Janie stood abruptly, looked at her watch. “I’m hanging up now. Whatever you do, do nothing impulsive, like sleep with him. And see if you can find out his time of birth. Bye!” Janie clicked off, darted out of her office, stuck her hand precariously in an elevator door to catch it, and out the door onto the street, busy with lunch hour pedestrian traffic.
She hustled down the street and got to the convenience store at 1 p.m. She had one minute to get her Megaball ticket that would make her a millionaire. One-minute past 1 p.m. was when two major conjunctions in her chart were scheduled to be exact. One minute that will pave her way into the comfortable life Janie craved, and allow her to leave the daily grind of working for the local newspaper.
“Oh no,” she muttered, seeing the line four people deep. Throwing her hands up and rolling her eyes in exasperation, she considered cutting to the front. She had less than a minute to decide. She went for it. Two high school boys let her to pass. An elderly man cordially allowed her to step in front of him, only to be stonewalled by a blonde mom in her late 40s decked out in a designer work-out outfit with a full face of makeup and her spoiled five-year-old daughter in tow.
“Do you have Sally’s gluten -free cookies?” The mom asked the disinterested clerk.
“No, we don’t carry those anymore,” the counterman said.
“Sorry honey, you can’t have that,” the mom said as if they had victimized her, showboating her conversation to the rest of the convenience store patrons.
The child’s disproportionate wail came out of nowhere, “I want Sally’s cookies!”
“What else do you have that’s gluten-free?” She continued in her too-loud voice.
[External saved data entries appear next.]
PR #772, opened 2024-01-13
Add RaptureTextModule.FormatName and helpers

Haselnussbomber:
I figured most people struggle with getting properly formatted names, especially for languages other than english.
This global, static function seems to be a helper to get the correct parameters for FormatAddonText to format a variety of names (Items, BNpcNames, ActionNames etc.).
Unfortunately, there is no support for plural forms, since adjusting `intParam2` (passed to FormatAddonText) doesn't seem to change anything.
I added helper functions with combinations that worked in my testing.

Like I said, it's a global function, and locaded very early on in the exe. It's probably not part of RaptureTextModule, but I didn't know where else to put it and since it uses RaptureTextModule, I thought it might fit there.

### DIFF
--- a/FFXIVClientStructs/FFXIV/Client/UI/Misc/RaptureTextModule.cs
+++ b/FFXIVClientStructs/FFXIV/Client/UI/Misc/RaptureTextModule.cs
@@ -44,6 +44,8 @@ public unsafe partial struct RaptureTextModule {
 
     public enum NameFormatterIdConverter : uint
     {
+        None = 0,
+
         // ObjStr
         ObjStr_BNpcName = 2,
         ObjStr_ENpcResident = 3,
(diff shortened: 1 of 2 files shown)


aers:
It's a generic static UI function like PlaySoundEffect, GetUIColor, etc. (same location in the binary).

PlaySound is in UIModule, I guess, but I don't entirely object to this one being here.

Are you sure the params are mixed int/uint?

Haselnussbomber:
I'm not sure. Its probably both `int` since its calling `FormatAddonText` (`FormatAddonText2` in C#).

aers:
Yeah I think all args as int is probably more correct.

Haselnussbomber:
I don't mind.

---

While we're at the subject of statics, I also found this one:
```cs
[MemberFunction("80 F9 07 77 10")]
public static partial bool IsGatheringPointRare(byte gatheringPointType);
```
Maybe we should have a `Statics` struct? Idk.

aers:
Its a consideration. All the static functions in the same region as PlaySoundEffect and this name function (1400Axxxx iirc) are UI helper code and belong to some global UI class.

The counter man stared back at her blankly and replied, “What’s gluten?”
This was going to take be awhile, Janie thought. To cut the line was futile. Janie missed the exact moment the conjunction occurred and believed the power was diminished. Her understanding of luck from an astrological point of view was that it is all about timing. And to win a large jackpot, the winner’s transiting aspects had to be better than everyone else’s, and timing was key. And the chart of the game itself had to jibe with the native’s chart.
When she finally got her ticket, it was nearly 10 minutes after. She moped off.
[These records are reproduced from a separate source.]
PR #780, opened 2024-01-20
Bit of project cleanup 🧹 + Buddy changes and addition of TitleList

Haselnussbomber:
I took the time to clean up/change a few things:

- changed the comments to have roughly the same format
  - removed `size = 0x...` comments, which I find redundant to the StructLayout Size param
  - put all signatures in apostrophs, so they can be scanned with annas sig_checker.py
  - changed spacing around the comments, so they are sticking to the struct instead of the namespace
- moved enums to the bottom of a struct/file
- moved `Instance()` up, before the fields
- removed unused `usings` (automated)
- removed some semicolons after structs
- moved `ActionTimelineDriver` into its own file
- in data.yml:
	- grouped UIState structs together (in order) and converted some of them from `globals` to `classes` entries
	- added some functions that were only present in C#
	- renamed some functions in data.yml that had a different name in C#

The only thing I actually changed was `IsBuddyEquipUnlocked`. It's calls `private IsBuddyEquipUnlockedInternal`, but passed the wrong parameter, because it adds +0xC to a1, which is the space between `CompanionPtr` and `BuddyEquipUnlockBitmask`. 🤔 Would be nice if someone could double check that implementation. 🤷‍♂️


FFXIVClientStructs/FFXIV/Client/Game/InstanceContent/InstanceContentDeepDungeon.cs
```diff
@@ -1,5 +1,12 @@
 namespace FFXIVClientStructs.FFXIV.Client.Game.InstanceContent;
 
+// Client::Game::InstanceContent::InstanceContentDeepDungeon
+//   Client::Game::InstanceContent::InstanceContentDirector
+//     Client::Game::InstanceContent::ContentDirector
+//       Client::Game::Event::Director
+//         Client::Game::Event::LuaEventHandler
+//           Client::Game::Event::EventHandler
+// ctor "E9 ?? ?? ?? ?? 3D ?? ?? ?? ?? 77 73 3D"
```
Nukoooo, line 9: I would suggest using direct signature for InstanceContent ctor, because it is likely to be invalid/wrong if SE adds new stuff to the function where they construct or the compiler optimization
The signature I made from 6.50 binary
``48 89 5C 24 ?? 48 89 6C 24 ?? 48 89 74 24 ?? 57 48 83 EC ?? 48 8B F9 E8 ?? ?? ?? ?? C6 87``

FFXIVClientStructs/FFXIV/Client/Game/UI/Buddy.cs
```diff
@@ -45,11 +46,10 @@ public struct BuddyMember {
...
-        fixed (byte* p = BuddyEquipUnlockBitmask) {
-            return IsBuddyEquipUnlockedInternal(p, buddyEquipId);
-        }
+        fixed (BuddyMember** ptr = &CompanionPtr)
+            return IsBuddyEquipUnlockedInternal(ptr, buddyEquipId);
     }
 
     [MemberFunction("E9 ?? ?? ?? ?? 0F B7 50 02 41 B8")]
-    private static partial bool IsBuddyEquipUnlockedInternal(void* ptr, uint buddyEquipId);
+    private static partial bool IsBuddyEquipUnlockedInternal(BuddyMember** companionPtr, uint buddyEquipId);
```
wolfcomp, line 54: Unsure if the generator spits this out as a public member still, but if so this should not be used in terms of plugins.

wolfcomp (approved):

FFXIVClientStructs/FFXIV/Client/Game/UI/Buddy.cs
Haselnussbomber: what do you mean by "this should not be used in terms of plugins"? it's a private function, only accessable to `IsBuddyEquipUnlocked`. plugins can't use it

Haselnussbomber: Oh, I see, you mean this, right?

FBHEpJ9SDH

Only the address is public, of course.

Haselnussbomber:
I'm getting scared of merge conflicts. Hopefully someone merges this soon. 😅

She mustered a smile and pushed her way through the revolving door of her office building.
“I love my job, I love my job, I love my job” she said unconvincingly to herself. Oddly, the more she repeated this mantra, she felt embers of believing it. It was a lot better than her first job at the paper, when she was writing obits. Maybe her need to leave this all behind was connected to her former position, she wondered. After all, she just started in her new role less than a year ago. She rose to the occasion since this powerful, so-called ‘lucky’ aspect wouldn’t come around for another two years.
“I need to be more grateful!” she was determined to make adjustments. After all working as an assistant to the top syndicated newspaper astrologer in the country was big. But she wanted her freedom to pursue her dream, although not exactly sure what that might be right now. She knew it didn’t involve working 9-to-5 each day for someone else.
She returned to her cube, threw her coat on her chair and sat down hard. Frustrated. She saw the post-it note affixed to her computer screen. SEE ME ASAP, the note from her boss, Eva Romanoffsky screamed.
Eva was a brilliant astrologer. She’s an Aquarian, and at 59, was going through her second Saturn return and making some decisions about her life.